In the case of heterozygous familial hypercholesterolemia (HeFH), only one parent passes on a pathogenic genetic change. This means that the activity of the LDL receptors is reduced by around 50 percent. Cholesterol levels in this (more common) form are between 300 and 500 mg/dl. One in 500 people is affected by HeFH. Although extremely rare, it is possible that both parents suffer from HeFH and both pass down their pathogenic gene to a child. The combination of pathogenic genetic alterations then produces a clinical picture that does not differ from that of HoFH and must be also treated in the same way.    

Homozygous familial hypercholesterolemia

In the extremely rare case of homozygous familial hypercholesterolemia (HoFH), the mutation of the LDL (low-density lipoproteins) receptors is passed on by both parents. This leads to a very steep rise in the level of LDL-C in the blood, ranging between 500 and 1200 mg/dl. Only one in one million people is affected by HoFH. This makes it one of the rarest diseases.

Symptoms

Atherosclerosis

The symptoms of homozygous familial hypercholesterolemia can be traced back to the very high cholesterol levels experienced since birth. The role of LDL-C should be especially noted. An extended surplus of LDL-C in the blood causes fat and calcium to accumulate on vessel walls, causing them to narrow or close up. This process is known as atherosclerosis.

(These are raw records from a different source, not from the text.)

PR #2008, opened 2022-12-26
client/asset/{btc,dcr}: maintain sync progress after losing peers

### LINKED ISSUE #2006: Decred SPV 99.9%(or 100%) Sync progress on connectivity loss
During initial wallet sync (I was setting up brand-new `dexc` instance on latest **master** on **testnet**) when Decred SPV (Native) wallet looses connectivity "Sync progress" jumps to 99.9% on Wallet view (or 100% on Registration view). When connectivity is restored, it changes back to the value it should have been showing all along (assuming we can keep showing last reasonable known value, or maybe something like "?" / "Disconnected" in its place).
I also saw similar thing on **mainnet**.

I think this is the relevant piece in the logs:
```
2022-12-22 08:02:46.138 [WRN] CORE: Wallet for asset dcr has zero network peers!
2022-12-22 08:02:46.189 [WRN] CORE: notify: |WARNING| (walletconfig) Wallet network issue - Decred wallet has no network peers!
2022/12/22 11:03:00 "GET http://127.0.0.1:5758/wallets HTTP/1.1" from 127.0.0.1:63150 - 200 38282B in 68.283776ms
2022/12/22 11:03:00 "POST http://127.0.0.1:5758/api/orders HTTP/1.1" from 127.0.0.1:63157 - 200 24B in 76.255337ms
2022/12/22 11:03:01 "GET http://127.0.0.1:5758/img/coins/doge.png HTTP/1.1" from 127.0.0.1:63150 - 200 3075B in 213.372409ms
2022/12/22 11:03:01 "GET http://127.0.0.1:5758/img/coins/zec.png HTTP/1.1" from 127.0.0.1:63156 - 200 4061B in 244.051191ms
2022-12-22 08:03:21.139 [TRC] CORE: New peer count for asset dcr: 4
2022-12-22 08:03:21.198 [INF] CORE: notify: |SUCCESS| (walletconfig) Wallet connectivity restored - Decred wallet has reestablished connectivity.
2022-12-22 08:03:26.138 [TRC] CORE: New peer count for asset dcr: 7
2022-12-22 08:03:43.045 [TRC] WEB[WS][127.0.0.1:61904]: Sent 623 and dropped 0 messages to 127.0.0.1:61904 before shutdown.
2022-12-22 08:03:43.046 [TRC] WEB[WS]: Disconnected websocket client 127.0.0.1:61904
```

**Besides the fact that it will try to re-connect to Decred wallet**,  restarting DEX doesn't seem to affect/change this behavior, it stays reproducible between restarts.

How it looks in UI (2 min presentation):

[Kapture 2022-12-22 at 11.30.48.webm](https://user-images.githubusercontent.com/112318969/209094130-f39ee953-aa4d-40b1-bd24-e3162384849c.webm)

itswisdomagain:
Resolves #2006.

Sync target height becomes 0 (for btc) or the same as the wallet tip (for dcr) when the correct value cannot be inferred from connected peers when the connection to all peers is lost.

Fix: cache sync target height so the cached value is used when calculating sync progress even when there are no peers connected.

### DIFF
--- a/client/asset/btc/spv_wrapper.go
+++ b/client/asset/btc/spv_wrapper.go
@@ -536,8 +536,15 @@ func (w *spvWallet) syncStatus() (*syncStatus, error) {
 	if err != nil {
 		return nil, err
 	}
-	target := w.syncHeight()
+
 	currentHeight := chainBlk.Height
+
+	var target int32
+	if len(w.cl.Peers()) > 0 {
+		target = w.syncHeight()
+	} else { // use cached value if available
+		target = atomic.LoadInt32(&w.syncTarget)
+	}
 
 	var synced bool
 	var blk *block
--- a/client/asset/dcr/spv.go
+++ b/client/asset/dcr/spv.go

In addition to coronary heart disease and strokes, generalised atherosclerosis can cause chronic arterial circulatory disorders that can also seriously damage muscles and organs. 

Depending on the severity and duration of the LDL-C burden, even young HoFH patients may suffer from heart attacks or strokes that are caused by a highly accelerated ageing process (before the age of 20!) in the vessels. 

Xanthomas

The high cholesterol level may result in the build-up of cholesterol deposits in the skin and tendons as well – xanthomas.

  • Skin xanthomas (cutaneous xanthomas): particularly on eyelids and between the fingers.
  • Tendon xanthomas: develop primarily on the Achilles tendon and finger extension tendons

These skin alterations may already exist from birth or develop in early childhood. 

The disease often goes undetected for an extended period of time because the patients do not display any apparent symptoms.